§ Information provided:
---*---

PR #659, opened 2024-11-21
Add Pf8

eselimnl:
This PR adds a new `Pf8` API class for accessing the Pf8 data resource. 

**Pf8():** The Pf8() class is built upon the `Pf7()` template, and should not disrupt the functionality of `Pf7() `(verified via test_pf7_integration.py).

**Sanger S3 Configuration:** Updates have been made in malariagen_data/util.py to support data access on the Sanger S3 storage. For privacy reasons, the bucket name is not included in the PR (such as in the tests/test_pf8_integration.py).

**Variant/altlen Field Handling:** We observed that the variant/altlen field contains a single value rather than one per ALT, despite the number of ALT being set to 6. The cause of this behavior is unclear, but it may relate to the comment “special case (for altlen, number depends on ALT)” in [scikit-allel](https://scikit-allel.readthedocs.io/en/stable/_modules/allel/io/vcf_read.html#vcf_to_zarr). Since it is possible to calculate this value from  `REF` and `ALT`, we are not concerned about it now. Therefore, this field is excluded from `data_vars` after reading the Pf8 zarr file.

This PR was previously created from a [fork](https://github.com/malariagen/malariagen-data-python/pull/658), so comments made there will also be followed here.


ahernank:
Just FYI, tests are failing here as the github-actions service account doesn't have permissions for the pf8 bucket.
I've assigned the permissions now, so hopefully they should run smoothly now.

eselimnl:
That's extremely helpful, thanks @ahernank

malariagen_data/util.py
```diff
@@ -459,6 +459,16 @@ def init_filesystem(url, **kwargs):
...
+    elif "s3://" in url:
+        config = {
+            "signature_version": "s3",
+            "s3": {"addressing_style": "virtual"},
+        }
+
+        # Create an S3FileSystem with custom endpoint if specified.
+        kwargs["anon"] = kwargs.get("anon", True)  # Default to anonymous access.
+        kwargs["endpoint_url"] = "https://cog.sanger.ac.uk"
+        kwargs["config_kwargs"] = kwargs.get("config_kwargs", config)
```
alimanfoo, line 471:
```suggestion
        kwargs.setdefault("config_kwargs", config)
```

malariagen_data/util.py
```diff
@@ -459,6 +459,16 @@ def init_filesystem(url, **kwargs):
...
             # Chained URL.
             kwargs["gcs"] = dict(token=credentials)
+    elif "s3://" in url:
+        config = {
+            "signature_version": "s3",
+            "s3": {"addressing_style": "virtual"},
+        }
+
+        # Create an S3FileSystem with custom endpoint if specified.
+        kwargs["anon"] = kwargs.get("anon", True)  # Default to anonymous access.
```
alimanfoo, line 469:
```suggestion
        kwargs.setdefault("anon", True)  # Default to anonymous access.
```

malariagen_data/util.py
```diff
@@ -459,6 +459,16 @@ def init_filesystem(url, **kwargs):
...
+        kwargs["endpoint_url"] = "https://cog.sanger.ac.uk"
```
alimanfoo, line 470:
```suggestion
        kwargs.setdwfault("endpoint_url", "https://cog.sanger.ac.uk")
```

malariagen_data/plasmodium.py
```diff
@@ -189,6 +189,9 @@ def variant_calls(self, extended=False, inline_array=True, chunks="native"):
         # Add extended data
         if extended:
             data_vars = self._add_extended_data(root, inline_array, chunks, data_vars)
+            data_vars.pop(
+                "variant_altlen", None
+            )  # variant_altlen is under investigation in Pf8.zarr
```
alimanfoo, line 194: Perhaps it would be possible to handle this by removing the variable from the Pf8 config file, rather than here? In which case no changes to tests for pf7 or pv4 would be needed?

eselimnl: Thanks, changed accordingly.

eselimnl:
> Thanks @eselimnl, a few small suggestions.
> 
> Btw currently the way the S3 URLs are handled will mean that chained URLs like `simplecache::s3://...` won't work. Perhaps that is fine for now, up to you.

Thanks @alimanfoo, I have incorporated your suggestions. As you expected, I receive botocore.exceptions.NoCredentialsError when I tried `simplecache::s3://...`, but I couldn't figure out why this is the case.

eselimnl:
Sorry @alimanfoo, debugging the chained URL issue took a while, but `simplecache::s3://...` works fine now.

alimanfoo:
> Sorry @alimanfoo, debugging the chained URL issue took a while, but `simplecache::s3://...` works fine now.

My apologies, I should've explained a bit better how chained URLs are handled in fsspec, at least as I understand it. In looking at this I've also realised the way this is done for GCS could be clearer. I've taken the liberty to push a commit here which consistifies handling of storage options for both GCS and S3 including the the case where URLs are chained. Would you mind taking a look and testing to see if this works for your S3 bucket?

alimanfoo:
Hold that thought, looks like I've broken some tests, investigating...

alimanfoo:
Bug fixed, ready for testing with S3.

alimanfoo:
> Many thanks for sorting this out, works perfectly fine with S3 in my testing environment.

Cool, thanks @eselimnl. Happy for this to be merged?

eselimnl:
Yes, I am happy for this to be merged

alimanfoo:
Thanks @eselimnl, merged! 🎉

Would you like us to make a release?

eselimnl:
Exciting! Yes please!

ahernank:
Just to note here that the GCS and S3 buckets for Pf8 are not currently accessible (i.e. not public/not part of the authentication process).

eselimnl:
I noticed an oversight in the testing environment: S3 access requires the `s3fs` library to be installed. While this works fine if done on the user side, I realize I could have included it in the package as well. Would you like me to create a new PR to address this?

PR #670, opened 2024-11-27
Ensure that missing CNVs are shown in a different colour in `plot_diplotype_clustering_advanced`

### LINKED ISSUE #559: Display normal copy number (2) differently from missing CNV call (NaN) in advanced diplotype clustering
Currently missing CNV HMM data due to high coverage variance is rendered in white in the CNV heatmap. Normal copy number of 2 is also rendered as white. This can be confusing and allow mistaken interpretation of the data.

E.g., here is a plot with the default value for `cnv_max_coverage_variance`:

image

Here's the same plot but with `cnv_max_coverage_variance` set to None, showing that lots of samples which appeared white previously were due to high coverage variance:

image

jonbrenas:
Resolves #559.

I followed bokeh's lead (and @sanjaynagi's hint) and replaced `NaN`s  with `-1`. I have been trying to use `zhoverformat` to have the `z` value show as `NaN` instead of `-1` but I couldn't find a way to make it work.

Here is a picture of what it looks like:
Screenshot 2024-11-27 at 08 19 47

### DIFF
--- a/malariagen_data/anoph/cnv_params.py
+++ b/malariagen_data/anoph/cnv_params.py
@@ -20,3 +20,6 @@ coverage_calls_analysis: TypeAlias = Annotated[
     `coverage_calls_analysis_ids` property for available values.
     """,
 ]
+
+# This is grey followed by PuOr5
+colorscale_default = ["#cccccc", "#5e3c99", "#b2abd2", "#f7f7f7", "#fdb863", "#e66101"]
--- a/malariagen_data/anoph/cnv_data.py
+++ b/malariagen_data/anoph/cnv_data.py
@@ -821,7 +821,6 @@ class AnophelesCnvData(
         debug = self._log.debug
 
         import bokeh.models as bkmod
-        import bokeh.palettes as bkpal
         import bokeh.plotting as bkplt
 
         region_prepped: Region = parse_single_region(self, region)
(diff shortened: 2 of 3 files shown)


alimanfoo:
> Here is a picture of what it looks like

Looks good!

malariagen_data/anoph/cnv_params.py
```diff
@@ -20,3 +20,6 @@
     `coverage_calls_analysis_ids` property for available values.
     """,
 ]
+
+# This is grey followed by PuOr5
+colorscale_default = ["#cccccc", "#5e3c99", "#b2abd2", "#f7f7f7", "#fdb863", "#e66101"]
```
alimanfoo, line 25: Nice to have this defined in a common location. Could we also now use this within the plot_cnv_hmm_heatmap() function so we know the same colours for CNV states are being used throughout?

jonbrenas:
Thanks @alimanfoo . I have set the palette for `plot_cnv_hmm_heatmap()` to be the same. However, it is hard-coded and I think it would be better to offer users the option to choose their own palette (as is the case for `plot_diplotype_clustering_advanced`) so I will add `palette` to the parameters.

alimanfoo:
> Thanks @alimanfoo . I have set the palette for `plot_cnv_hmm_heatmap()` to be the same. However, it is hard-coded and I think it would be better to offer users the option to choose their own palette (as is the case for `plot_diplotype_clustering_advanced`) so I will add `palette` to the parameters.

Thanks @jonbrenas, good call.

alimanfoo (approved):
Looks good, thanks!

leehart:
@jonbrenas Pylint is telling me that it's "dangerous" to have a mutable list as a default value for an argument, so we might want to remedy this at some point.
https://pylint.readthedocs.io/en/latest/user_guide/messages/warning/dangerous-default-value.html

---*---

§ What is needed:
Respond with only the number of lines in the data that include the string "Sorry".

§ Reply:
2